| Problem statement |
Line filter on the word "KharolusIII": copy each matching line from the entries.

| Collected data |
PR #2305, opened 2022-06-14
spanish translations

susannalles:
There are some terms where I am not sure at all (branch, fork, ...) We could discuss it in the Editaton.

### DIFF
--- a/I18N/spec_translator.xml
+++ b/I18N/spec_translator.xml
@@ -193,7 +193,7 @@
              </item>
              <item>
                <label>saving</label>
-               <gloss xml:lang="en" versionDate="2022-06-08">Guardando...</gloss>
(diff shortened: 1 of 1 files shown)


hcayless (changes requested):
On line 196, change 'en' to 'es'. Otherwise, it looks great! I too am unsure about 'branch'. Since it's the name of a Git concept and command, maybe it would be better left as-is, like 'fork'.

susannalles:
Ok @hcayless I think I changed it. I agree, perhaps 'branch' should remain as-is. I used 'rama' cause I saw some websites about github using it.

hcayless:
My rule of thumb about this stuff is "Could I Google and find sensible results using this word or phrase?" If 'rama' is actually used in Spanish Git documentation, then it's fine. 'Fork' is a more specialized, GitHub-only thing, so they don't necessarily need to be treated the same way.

--

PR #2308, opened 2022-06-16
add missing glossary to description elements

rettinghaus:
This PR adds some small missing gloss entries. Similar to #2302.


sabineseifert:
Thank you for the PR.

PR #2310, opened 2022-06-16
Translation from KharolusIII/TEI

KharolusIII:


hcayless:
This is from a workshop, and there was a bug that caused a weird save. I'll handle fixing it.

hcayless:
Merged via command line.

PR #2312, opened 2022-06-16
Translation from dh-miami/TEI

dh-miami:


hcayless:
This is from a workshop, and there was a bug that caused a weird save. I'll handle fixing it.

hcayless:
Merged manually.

| Task result |
Translation from KharolusIII/TEI
KharolusIII:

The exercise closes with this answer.